Stats Don't Lie
After all, consider these 2006 statistics from the Disabled Womens’ Network Ontario:
- The risk of sexual abuse of people with disabilities appears to be at least 150% of that of individuals of the same sex and similar age without disabilities.
- It is estimated that only 20% of sexual abuse cases involving disabled people are ever reported to the police, community service agencies, or other authorities.
And this one from L. Stimpson’s and M. Best’s “Courage Above All: Sexual Assault Againt Women with Disabilities”, 1991:
- 83% of women with disabilities will be sexually assaulted during their lifetime.
"When I was Young and Foolish...
Before the stroke, I know I put myself in risky situations when there was no need.. I knew during university and college that I should use the Walkhome services, but I rarely did. At first I just couldn’t be bothered, but as the years progressed I really just didn’t want to feel like a victim. I told me friend Carol, “I’ve never been followed,”
“That you know of,” she said, and of course she was right. It still didn’t make me use the walkhome services any more frequently, though.
After my stroke, I did start to get some unwanted attention from men. From one man, it was scarily unwanted, and forced me to start thinking about things like, “How far would you go if you felt threatened? What’s your safety plan?”
He wasn’t dangerous. He had issues, yes, but when I finally got the guts to firmly set boundaries with him about how I didn’t want him near me, and didn’t want him trying to talk to me or call me, and that I’d get authorities involved if he did, he left me alone.
I think that some of the attention I get from men definitely comes from a personality type that sees the cane and thinks, “There’s someone that needs me to take of her.” But I can spot that dynamic forming pretty quickly, and politely put the brakes on it – I don’t need someone to take care of me, and the man who’s not willing to look at me as anything more than that is just going to be disappointed by me anyway. But honestly, I think that the reason I get more attention from men now has very little to do with my disability:
I walk with a confidence now. I don’t look down anymore.
I look people (even men!) in the eye and smile.
I’m less shy. I like talking to people.
Before the stroke…self-confidence didn’t come so easily. I know it’s strange that now, with a cane and disabilities, it has…but maybe I’ll talk about that another time.
In Light of Stats on Assault on People with Disabilities...
I’m much more careful than I used to be about being in public by myself, particularly at night. I’ve heard enough statistics about women with disabilities and assault (and women and assault in general) that I don't want to become one of them. There’s making a point – and taking needless risk. I don’t like to think that I live in fear, but I really was scared by what happened with that guy, and it was very mild as these things go…but it took me a long time to feel safe again.
So, lesson learned. Safety first. Take appropriate precautions for yourselves out there, and teach the young people in your life to do the same, especially ones with disabilities.
Because the stats I quoted are disturbing on several levels:
What is it about a person with a disability that makes the probability of he/she getting assaulted so much higher?
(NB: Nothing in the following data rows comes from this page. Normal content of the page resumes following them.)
PR #353, opened 2023-10-21
Add github_repository_sbom table

lwakefield:
# Example query results
<details>
  <summary>Results</summary>
  
```sql
> select              
  repository_full_name,
  p->>'name' as package_name,
  p->>'versionInfo' as package_version,
  p->>'licenseConcluded' as package_license
from
  github_repository_sbom,
  jsonb_array_elements(packages) p
where
  repository_full_name = 'turbot/steampipe'
limit 10;
+----------------------+-------------------------------------------+-----------------+-----------------+
| repository_full_name | package_name                              | package_version | package_license |
+----------------------+-------------------------------------------+-----------------+-----------------+
| turbot/steampipe     | com.github.turbot/steampipe               |                 | <null>          |
| turbot/steampipe     | npm:@actions/core                         | 1.2.6           | MIT             |
| turbot/steampipe     | npm:@actions/github                       | 4.0.0           | MIT             |
| turbot/steampipe     | npm:@actions/http-client                  | 1.0.9           | MIT             |
| turbot/steampipe     | npm:@octokit/auth-token                   | 2.4.3           | MIT             |
| turbot/steampipe     | npm:@octokit/core                         | 3.2.1           | MIT             |
| turbot/steampipe     | npm:@octokit/endpoint                     | 6.0.9           | MIT             |
| turbot/steampipe     | npm:@octokit/graphql                      | 4.5.7           | MIT             |
| turbot/steampipe     | npm:@octokit/plugin-paginate-rest         | 2.6.0           | MIT             |
| turbot/steampipe     | npm:@octokit/plugin-rest-endpoint-methods | 4.2.1           | MIT             |
```
</details>

First time contributor! I'm looking for / expecting feedback on:
1. ~Is this the right way to model the data since it is focusing on the packages and not top level SBOM metadata? I can see a possibility where it might be preferred to move this to a `github_repository_sbom_packages` table instead, but unsure if that is the right move or not.~ - Pivoted based on feedback!
2. ~Pending 2 - there are some fields missing, I wanted to get feedback before adding them!~ - Addressed!

### DIFF
--- a/docs/tables/github_repository_sbom.md
+++ b/docs/tables/github_repository_sbom.md
@@ -1,0 +1,20 @@
+# Table: github_repository_sbom
+
+The `github_repository_sbom` table can be used to query information about packages listed in the SBOM of a repository.
+
+**You must specify which repository** in the where or join clause using the `repository_full_name` column.
+
+## Examples
+
+### List SBOM packages
+
+```sql
+select
+  name,
+  version,
+  license
+from
+  github_repository_sbom
+where
+  repository_full_name = 'turbot/steampipe';
+```
--- a/docs/tables/github_repository_sbom.md
+++ b/docs/tables/github_repository_sbom.md
@@ -10,11 +10,13 @@ The `github_repository_sbom` table can be used to query information about packag
 
 ```sql
 select
-  name,
-  version,
-  license
+  github_repository_sbom,
+  p->>'name' as package_name,
+  p->>'versionInfo' as package_version,
+  p->>'licenseConcluded' as package_license
 from
-  github_repository_sbom
+  github_repository_sbom,
+  jsonb_array_elements(packages) p
 where
   repository_full_name = 'turbot/steampipe';
 ```
--- a/github/table_github_repository_sbom.go
+++ b/github/table_github_repository_sbom.go
@@ -30,24 +30,53 @@ func tableGitHubRepositorySbom() *plugin.Table {
 				Description: "The full name of the repository (login/repo-name).",
 			},
 			{
+				Name:        "spdx_id",
+				Type:        proto.ColumnType_STRING,
+				Transform:   transform.FromField("SPDXID"),
+				Description: "The SPDX identifier for the SPDX document.",
+			},
+			{
+				Name:        "spdx_version",
+				Type:        proto.ColumnType_STRING,
+				Transform:   transform.FromField("SPDXVersion"),
+				Description: "The version of the SPDX specification that this document conforms to.",
+			},
+			{
+				Name:        "creation_info",
+				Type:        proto.ColumnType_JSON,
+				Transform:   transform.FromField("CreationInfo"),
+				Description: "The version of the SPDX specification that this document conforms to.",
+			},
+			{
 				Name:        "name",
 				Type:        proto.ColumnType_STRING,
 				Transform:   transform.FromField("Name"),
-				Description: "The name of the package.",
+				Description: "The name of the SPDX document.",
 			},
 			{
-				Name:        "version",
+				Name:        "data_license",
 				Type:        proto.ColumnType_STRING,
-				Transform:   transform.FromField("VersionInfo"),
-				Description: "Version info of the package.",
+				Transform:   transform.FromField("DataLicense"),
+				Description: "The license under which the SPDX document is licensed.",
 			},
 			{
-				Name:        "license",
+				Name:        "document_describes",
 				Type:        proto.ColumnType_STRING,
-				Transform:   transform.FromField("LicenseConcluded"),
-				Description: "License of the package.",
+				Transform:   transform.FromField("DocumentDescribes"),
+				Description: "The name of the repository that the SPDX document describes.",
 			},
-			// TODO: there are more fields to be added here!
+			{
+				Name:        "document_namespace",
+				Type:        proto.ColumnType_STRING,
+				Transform:   transform.FromField("DocumentNamespace"),
+				Description: "The namespace for the SPDX document.",
+			},
+			{
+				Name:        "packages",
+				Type:        proto.ColumnType_JSON,
+				Transform:   transform.FromField("Packages"),
+				Description: "Array of packages in spdx format.",
+			},
 		},
 	}
 }
@@ -68,14 +97,7 @@ func tableGitHubRepositorySbomList(ctx context.Context, d *plugin.QueryData, h *
 		return nil, err
 	}
 
-	for _, i := range sbom.SBOM.Packages {
-		d.StreamListItem(ctx, i)
-
-		// Context can be cancelled due to manual cancellation or the limit has been hit
-		if d.RowsRemaining(ctx) == 0 {
-			return nil, nil
-		}
-	}
+	d.StreamListItem(ctx, sbom.SBOM)
 
 	return sbom, nil
 }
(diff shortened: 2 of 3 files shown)


cbruno10:
Hey @lwakefield , thanks for opening this PR!

I had a look at the [SBOM API](https://docs.github.com/en/free-pro-team@latest/rest/dependency-graph/sboms?apiVersion=2022-11-28), and I think including top level SBOM data is OK and having the `packages` in its own column. So there will be additional columns like `spdx_id` ,`spdx_version`, `creation_info`, `name`, data_license`, etc., along with `packages`, which is a JSONB column.

To make querying easier in examples, you can include an example like:
```sql
select
  s.name as spdx_name,
  p.name as package_name,
  p.version as package_version,
  p.license as package_license
from
  github_repository_sbom as s,
  jsonb_array_elements(packages) as p
where
  repository_full_name = 'turbot/steampipe';
```

Also, I did have a quick look at if this was possible in GitHub's GraphQL API, and it seems like right now it's only in [preview mode](https://docs.github.com/en/graphql/overview/schema-previews#access-to-a-repositorys-dependency-graph-preview), which means it's also subject to API changes, so I think implementing this with the v3 REST API right now makes sense, and we can look at migrating to the GraphQL API when it's more widely available.

lwakefield:
Thanks @cbruno10 - I pivoted based on your feedback!

github/table_github_repository_sbom.go
```diff
@@ -0,0 +1,103 @@
...
+			{
+				Name:        "data_license",
+				Type:        proto.ColumnType_STRING,
+				Transform:   transform.FromField("DataLicense"),
+				Description: "The license under which the SPDX document is licensed.",
+			},
+			{
+				Name:        "document_describes",
+				Type:        proto.ColumnType_STRING,
+				Transform:   transform.FromField("DocumentDescribes"),
```
cbruno10, line 65: Do we need the transform for this column (and others)? Usually we only need these when the default transformation (https://github.com/turbot/steampipe-plugin-github/blob/main/github/plugin.go#L18) fails, usually when there's a field name with acronyms, e.g., `SPDXID`. I think we may only need these explicit transforms for the `spdx_id` and maybe the `spdx_version` columns.

github/table_github_repository_sbom.go
```diff
@@ -0,0 +1,103 @@
...
+			},
+			{
+				Name:        "data_license",
+				Type:        proto.ColumnType_STRING,
+				Transform:   transform.FromField("DataLicense"),
+				Description: "The license under which the SPDX document is licensed.",
+			},
+			{
+				Name:        "document_describes",
+				Type:        proto.ColumnType_STRING,
```
cbruno10, line 64: For this column, do we get get always a single string, or can we get back a list? Looking at https://docs.github.com/en/rest/dependency-graph/sboms?apiVersion=2022-11-28, the examples show the data as lists.

github/table_github_repository_sbom.go
```diff
@@ -0,0 +1,103 @@
...
+				Name:        "spdx_version",
+				Type:        proto.ColumnType_STRING,
+				Transform:   transform.FromField("SPDXVersion"),
+				Description: "The version of the SPDX specification that this document conforms to.",
+			},
+			{
+				Name:        "creation_info",
+				Type:        proto.ColumnType_JSON,
+				Transform:   transform.FromField("CreationInfo"),
+				Description: "The version of the SPDX specification that this document conforms to.",
```
cbruno10, line 48: I think this was a copy and paste error from above

github/table_github_repository_sbom.go
```diff
@@ -0,0 +1,103 @@
...
+				Name:        "document_namespace",
+				Type:        proto.ColumnType_STRING,
+				Transform:   transform.FromField("DocumentNamespace"),
+				Description: "The namespace for the SPDX document.",
+			},
+			{
+				Name:        "packages",
+				Type:        proto.ColumnType_JSON,
+				Transform:   transform.FromField("Packages"),
+				Description: "Array of packages in spdx format.",
```
cbruno10, line 78:
```suggestion
				Description: "Array of packages in SPDX format.",
```

github/table_github_repository_sbom.go
```diff
@@ -0,0 +1,103 @@
...
+
+	"github.com/turbot/steampipe-plugin-sdk/v5/grpc/proto"
+	"github.com/turbot/steampipe-plugin-sdk/v5/plugin"
+	"github.com/turbot/steampipe-plugin-sdk/v5/plugin/transform"
+)
+
+func tableGitHubRepositorySbom() *plugin.Table {
+	return &plugin.Table{
+		Name:        "github_repository_sbom",
+		Description: "SBOM from a repository.",
```
cbruno10, line 14:
```suggestion
		Description: "Get the software bill of materials (SBOM) for a repository.",
```

Description partially taken from https://docs.github.com/en/rest/dependency-graph/sboms?apiVersion=2022-11-28.

docs/tables/github_repository_sbom.md
```diff
@@ -0,0 +1,22 @@
...
+
+**You must specify which repository** in the where or join clause using the `repository_full_name` column.
+
+## Examples
+
+### List SBOM packages
+
+```sql
+select
+  github_repository_sbom,
```
cbruno10, line 13: Does this example work? I don't think having the table name in the `select` statement would yield anything.

I'd suggest adding some basic SBOM columns like `spdx_id` and `spdx_version` instead.

docs/tables/github_repository_sbom.md
```diff
@@ -0,0 +1,22 @@
+# Table: github_repository_sbom
+
+The `github_repository_sbom` table can be used to query information about packages listed in the SBOM of a repository.
+
+**You must specify which repository** in the where or join clause using the `repository_full_name` column.
+
+## Examples
```
cbruno10, line 7: Are there any other examples you'd want to include based on how you'd use the table to view SBOM/package information? For instance, is there anything in `packages` you'd want to validate specifically?

github/table_github_repository_sbom.go
```diff
@@ -0,0 +1,103 @@
...
+
+import (
+	"context"
+
+	"github.com/turbot/steampipe-plugin-sdk/v5/grpc/proto"
+	"github.com/turbot/steampipe-plugin-sdk/v5/plugin"
+	"github.com/turbot/steampipe-plugin-sdk/v5/plugin/transform"
+)
+
+func tableGitHubRepositorySbom() *plugin.Table {
```
cbruno10, line 11: Can you please post what `select * from github_repository_sbom` produces?

docs/tables/github_repository_sbom.md
```diff
@@ -0,0 +1,22 @@
...
+
+### List SBOM packages
+
+```sql
+select
+  github_repository_sbom,
+  p->>'name' as package_name,
+  p->>'versionInfo' as package_version,
+  p->>'licenseConcluded' as package_license
```
cbruno10, line 16:
```suggestion
  p ->> 'name' as package_name,
  p ->> 'versionInfo' as package_version,
  p ->> 'licenseConcluded' as package_license
```

cbruno10 (changes requested):
@lwakefield Thanks for making the quick pivot!

I've left a few additional suggestions, can you please have a look?

madhushreeray30:
Re-raised as new PR

PR #449, opened 2024-08-22
added support for fine grained token

ritin0204:


ritin0204:
docs: https://github.blog/security/application-security/introducing-fine-grained-personal-access-tokens-for-github/

ParthaI:
Hi, @ritin0204, thanks for the contribution! 🎉

Could you please take a look at the following points?
- Could you update the PR description with an example query using the fine-grained token? Please include the results for tables that use both the REST API and GraphQL.
- Please update the [GraphQL client](https://github.com/turbot/steampipe-plugin-github/blob/main/github/utils.go#L194) to utilize the fine-grained token.
- Update the [plugin documentation](https://github.com/turbot/steampipe-plugin-github/blob/main/docs/index.md?plain=1#L83) and the [config file](https://github.com/turbot/steampipe-plugin-github/blob/main/config/github.spc#L8) to reflect these changes.

Thanks!

ParthaI:
Hey @ritin0204, sorry for the brevity of my previous review comment, as it may not have provided enough clarity to fully explain the feedback.

> can you provide me some resources to set it up and test it locally?

Could you please clarify what specific information or resources you need from us?

In my [previous comment](https://github.com/turbot/steampipe-plugin-github/pull/449#issuecomment-2304070259), I intended to highlight the following:

- In the GitHub Steampipe plugin, we use two types of clients:
   - [`connect()`](https://github.com/turbot/steampipe-plugin-github/blob/main/github/utils.go#L26) for the REST API (v3) client.
   - [`connectV4()`](https://github.com/turbot/steampipe-plugin-github/blob/main/github/utils.go#L146C6-L146C16) for the GraphQL API (v4) client.
- We restrict the types of tokens that can be used when creating clients for both [V3](https://github.com/turbot/steampipe-plugin-github/blob/main/github/utils.go#L78) and [V4](https://github.com/turbot/steampipe-plugin-github/blob/main/github/utils.go#L194).
- However, the changes made in this PR only address the `v3` client and not `v4`. 
   - As a result, tables like `github_search_user`, `github_branch`, `github_tag`, etc... that rely on the `v4` client will encounter errors with these changes if the fine-grained access token is used to query the tables.

> As the change was just to add support for fine grained token same as other tokens so i haven't tested it with run, however the APIs seems to be working fine used here.

- Have you tested all the tables with the fine-grained access token?
- If so, could you kindly attach the query results in the PR body for reference?

Thanks!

Is it a perception that they are more easily overpowered? Is it a lower level of respect for their humanity? Is there a (apparently correct perception) perception that they are less likely to "tell", or easier to bully into not telling? When I hear that that Johnson and Sigler's research in 2000 reported that as many as 83% of women and 32% of men with developmental disabilities are victims of sexual assault, it makes me think it's a combination of all of them, and that's just not acceptable.
Why aren't people with disabilities who have been assaulted telling the authorities about it? Are people not taking them seriously? Are they being properly educated on what assault is? Do they value themselves enough to tell? Do they have enough information on what would happen to separate the scare tactic of an assaulter from what would really happen if they went to the police?
Again, not acceptable. But it's the way life is right now. So we owe it to the people with disabilities in our lives to have these conversations abuse and assault so that they know exactly what they need to do if it happens to them. I've told youth that I've worked with to find one adult that they could trust to tell - a teacher, a parent, an adult, a worker - and that the adult would help them with the decisions from there. This approach won't always work. But I believe that it works more often than not.